PROBLEM TO SOLVE: Copy the lines below exactly. Start at the first and finish with the line containing "Can we have".

EXCERPTED DATA:

PR #952, opened 2020-07-04
Web vitals

### LINKED ISSUE #944: Add Web Vitals to analytics
The web-vitals.js library can [augment](https://github.com/GoogleChrome/web-vitals#send-the-results-to-google-analytics) Google Analytics with the largest contentful paint (LCP), first input delay (FID), and cumulative layout shift (CLS) metrics. It'd be great to include these in our existing monitoring tools.

max-ostapenko:
Fixes #944


rviscomi:
Curious to hear @bazzadp's thoughts on the new browserify and babel dependencies.

src/tools/generate/web-vitals.js
```diff
@@ -0,0 +1,15 @@
+import {getCLS, getFID, getLCP, getFCP, getTTFB} from 'web-vitals';
```
rviscomi, line 1: TTFB is unused. Could we log it too?

bazzadp:
> Curious to hear @bazzadp's thoughts on the new browserify and babel dependencies.

Not loving it to be honest. We’ve a very light JS implementation at the moment and this seems a lot to add just for this. Do we really need them? [This](https://github.com/GoogleChrome/web-vitals#load-web-vitals-from-a-cdn) suggests not.

bazzadp:
Appreciate this is only needed to compile the script and actually added to the site so not massively concerned if we’re prefer to keep them in. But seems to could just download the pre-compiled version and remove the dependency.

src/tools/generate/web-vitals.js
max-ostapenko: Added.

src/templates/base.html
```diff
@@ -21,6 +21,7 @@
           gtag('js', new Date());
           gtag('config', 'UA-22381566-3');
       </script>
+      <script defer src="/static/js/bundle.js" nonce="{{ csp_nonce() }}"></script>
```
bazzadp, line 24: Don’t need the nonce here - should only need it for inlined JS.

Can we have a better name than bundle.js? web-vitals.js?

I do wonder if we should move the GTM and GA config into one script with this (common.js?). Though the fact this is `defer` (deliberately I’m guessing to get the full load?) probably means that’s not a good idea.

max-ostapenko:
@bazzadp I was concerned regarding adding unpkg.com to CSP, is it fine?
Alternatively, we could install web-vitals npm package and add filesystem copying command to generation scripts.

rviscomi:
I think I prefer the npm and static/js approach over unpkg, and both of those options over saving a local copy that will inevitably go stale.

bazzadp:
Oh definitely want it local rather than loaded from third-party.

It’s a far comment about it going stale. But it still requires a command to generate the new version - so how will we know when to run that? And what’s the difference between running that periodically and just downloading it from unpkg to our own static dir periodically?

I would have thought compile option was more for if you wanted to compile it into other code you were writing rather than the straight compile we’re doing here?

But look, at end of the day it’s a couple more dependencies in build, not in the website, so could be persuaded to just go with it as is. But so let me know thoughts on above questions I asked.

max-ostapenko:
Maybe this would be minimal effort solution:
```
fs
  .copy(
    './node_modules/web-vitals/dist/web-vitals.es5.umd.min.js',
    './static/js/web-vitals.js',
  )
  .catch(err => console.error(err));
```
triggered on `npm run generate`?

bazzadp:
I like that idea!

src/tools/generate/web-vitals.js
```diff
@@ -0,0 +1,30 @@
...
+function sendToGoogleAnalytics(metric) {
+  let event_value = 0;
+  switch (metric.name) {
+    case 'CLS':
+      // For CLS event value is first multiplied by 1000 for greater precision.
+      event_value = metric.delta * 1000;
+      break;
+    case 'TTFB':
+      // For TTFB event value excludes DNS lookup, connection negotiation, network latency, and unloading the previous document.
+      event_value = metric.value - metric.entries[0].requestStart;
```
rviscomi, line 12: For TTFB we do want network setup times (DNS, TCP, etc) so this `case` could be removed. (`value` and `delta` are equivalent for TTFB)

src/tools/generate/web-vitals.js
```diff
@@ -0,0 +1,30 @@
+import { getCLS, getFID, getLCP, getFCP, getTTFB } from 'web-vitals';
+
+function sendToGoogleAnalytics(metric) {
+  let event_value = 0;
+  switch (metric.name) {
+    case 'CLS':
+      // For CLS event value is first multiplied by 1000 for greater precision.
+      event_value = metric.delta * 1000;
```
rviscomi, line 8:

YOUR SOLUTION:
PR #952, opened 2020-07-04
Web vitals

### LINKED ISSUE #944: Add Web Vitals to analytics
The web-vitals.js library can [augment](https://github.com/GoogleChrome/web-vitals#send-the-results-to-google-analytics) Google Analytics with the largest contentful paint (LCP), first input delay (FID), and cumulative layout shift (CLS) metrics. It'd be great to include these in our existing monitoring tools.

max-ostapenko:
Fixes #944


rviscomi:
Curious to hear @bazzadp's thoughts on the new browserify and babel dependencies.

src/tools/generate/web-vitals.js
```diff
@@ -0,0 +1,15 @@
+import {getCLS, getFID, getLCP, getFCP, getTTFB} from 'web-vitals';
```
rviscomi, line 1: TTFB is unused. Could we log it too?

bazzadp:
> Curious to hear @bazzadp's thoughts on the new browserify and babel dependencies.

Not loving it to be honest. We’ve a very light JS implementation at the moment and this seems a lot to add just for this. Do we really need them? [This](https://github.com/GoogleChrome/web-vitals#load-web-vitals-from-a-cdn) suggests not.

bazzadp:
Appreciate this is only needed to compile the script and actually added to the site so not massively concerned if we’re prefer to keep them in. But seems to could just download the pre-compiled version and remove the dependency.

src/tools/generate/web-vitals.js
max-ostapenko: Added.

src/templates/base.html
```diff
@@ -21,6 +21,7 @@
           gtag('js', new Date());
           gtag('config', 'UA-22381566-3');
       </script>
+      <script defer src="/static/js/bundle.js" nonce="{{ csp_nonce() }}"></script>
```
bazzadp, line 24: Don’t need the nonce here - should only need it for inlined JS.

Can we have a better name than bundle.js? web-vitals.js?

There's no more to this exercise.